Problem requirements
The output should be all lines of the entries below in which the word "accounts" occurs.

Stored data
§

PR #11829, opened 2020-05-05
upgrade aws-sdk-go to support OIDC feature

shivpathak:
**About this PR**

I wanted to use S3 backend for harbor registry storage.

In order to support k8s ServiceAccount feature with AWS IAM roles upgrading the aws-sdk-module.

PR #12281, opened 2020-06-19
Upgrade aws-sdk-go to 1.32.5 for OIDC support

pcfens:
This is the vendored version of #11829 (it looks to be in a weird state, so I opened a new one).

The primary motivation is the same - to support OIDC so that k8s service accounts can be given access to S3 and other AWS services as needed without providing keys.

Is there a process for selecting the version of a dependency? Rather than upgrading the library to the [minimum version](https://docs.aws.amazon.com/eks/latest/userguide/iam-roles-for-service-accounts-minimum-sdk.html) of 1.23.13 this PR upgrades aws-sdk-go to the latest version of 1.32.5.


reasonerjt:
@pcfens 

Thanks for this PR, let me clarify, this benefits the scenario where you deploy Harbor on EKS, so that you don't need to set the keys in configmap of registry correct?

Could you add more details in the commit message and I'll merge this PR.

Thanks for your patience.

pcfens:
Thanks @reasonerjt. I've added a little more detail to the commit message - let me know if you'd like any more.

PR #12314, opened 2020-06-23
add get GC candidate

wy65701436:

### DIFF
--- a/src/pkg/blob/dao/dao.go
+++ b/src/pkg/blob/dao/dao.go
@@ -400,7 +400,7 @@ func (d *dao) GetBlobsNotRefedByProjectBlob(ctx context.Context, timeWindowHours
 		return noneRefed, err
 	}
 
-	sql := fmt.Sprintf(`SELECT b.* FROM blob AS b LEFT JOIN project_blob pb ON b.id = pb.blob_id WHERE pb.id IS NULL AND b.update_time <= now()- interval '%d hours';`, timeWindowHours)
+	sql := fmt.Sprintf(`SELECT b.id, b.digest, b.content_type, b.status FROM blob AS b LEFT JOIN project_blob pb ON b.id = pb.blob_id WHERE pb.id IS NULL AND b.update_time <= now() - interval '%d hours';`, timeWindowHours)
 	_, err = ormer.Raw(sql).QueryRows(&noneRefed)
 	if err != nil {
 		return noneRefed, err
--- a/src/pkg/blob/dao/dao.go
+++ b/src/pkg/blob/dao/dao.go
@@ -75,6 +75,9 @@ type DAO interface {
 
 	// DeleteBlob delete blob
 	DeleteBlob(ctx context.Context, id int64) (err error)
+
+	// GetBlobsNotRefedByProjectBlob get the blobs that are not referenced by the table project_blob and also not in the reserve window(in hours)
+	GetBlobsNotRefedByProjectBlob(ctx context.Context, timeWindowHours int64) ([]*models.Blob, error)
 }
 
 // New returns an instance of the default DAO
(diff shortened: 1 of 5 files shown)


src/pkg/blob/dao/dao.go
```diff
@@ -389,3 +392,19 @@ func (d *dao) DeleteBlob(ctx context.Context, id int64) error {
...
 }
+
+func (d *dao) GetBlobsNotRefedByProjectBlob(ctx context.Context, timeWindow int64) ([]*models.Blob, error) {
+	var noneRefed []*models.Blob
+	ormer, err := orm.FromContext(ctx)
+	if err != nil {
+		return noneRefed, err
+	}
+
+	sql := fmt.Sprintf(`SELECT b.* FROM blob AS b LEFT JOIN project_blob pb ON b.id = pb.blob_id WHERE pb.id IS NULL AND b.update_time <= now()- interval '%d hours';`, timeWindow)
```
heww, line 403: Do we need pagination here because the result may very large?

src/pkg/blob/dao/dao.go
```diff
@@ -389,3 +392,19 @@ func (d *dao) DeleteBlob(ctx context.Context, id int64) error {
...
 }
+
+func (d *dao) GetBlobsNotRefedByProjectBlob(ctx context.Context, timeWindowHours int64) ([]*models.Blob, error) {
+	var noneRefed []*models.Blob
+	ormer, err := orm.FromContext(ctx)
+	if err != nil {
+		return noneRefed, err
+	}
+
+	sql := fmt.Sprintf(`SELECT b.* FROM blob AS b LEFT JOIN project_blob pb ON b.id = pb.blob_id WHERE pb.id IS NULL AND b.update_time <= now()- interval '%d hours';`, timeWindowHours)
```
reasonerjt, line 403: select *???

reasonerjt, line 403: should also be a space between `now()` and `-`

reasonerjt, line 403: Is "LEFT JOIN ...... WHERE xx IS NULL" a very common usage?  I would use a `NOT EXIST`...

src/pkg/blob/manager.go
```diff
@@ -129,6 +132,10 @@ func (m *manager) Delete(ctx context.Context, id int64) error {
 	return m.dao.DeleteBlob(ctx, id)
 }
 
+func (m *manager) UselessBlobs(ctx context.Context, timeWindowHours int64) ([]*models.Blob, error) {
+	return m.dao.GetBlobsNotRefedByProjectBlob(ctx, timeWindowHours)
```
reasonerjt, line 136: I think it would be a better design if timeWindowHousrs is handled at the manager level.
And let the func in `dao` pkg only cares about the timestamp where the update time should be no later than.

src/pkg/blob/dao/dao.go
wy65701436: ok

src/pkg/blob/manager.go
wy65701436: It needs to be set by GC job, and let GC job to give a value. And for debugging, it can be set to 0.

src/pkg/blob/dao/dao.go
wy65701436: image

wy65701436: do you mean pagination as Hww mentioned above?

src/pkg/blob/manager.go
wy65701436: and why not leveage Pg's buildin func `interval` to handle it

src/pkg/blob/dao/dao.go
wy65701436: add cloumn names.

src/pkg/blob/dao/dao.go
wy65701436: will file an issue, and consider to add it in the next sprint.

§

Result of this exercise
The primary motivation is the same - to support OIDC so that k8s service accounts can be given access to S3 and other AWS services as needed without providing keys.
Is there a process for selecting the version of a dependency? Rather than upgrading the library to the [minimum version](https://docs.aws.amazon.com/eks/latest/userguide/iam-roles-for-service-accounts-minimum-sdk.html) of 1.23.13 this PR upgrades aws-sdk-go to the latest version of 1.32.5.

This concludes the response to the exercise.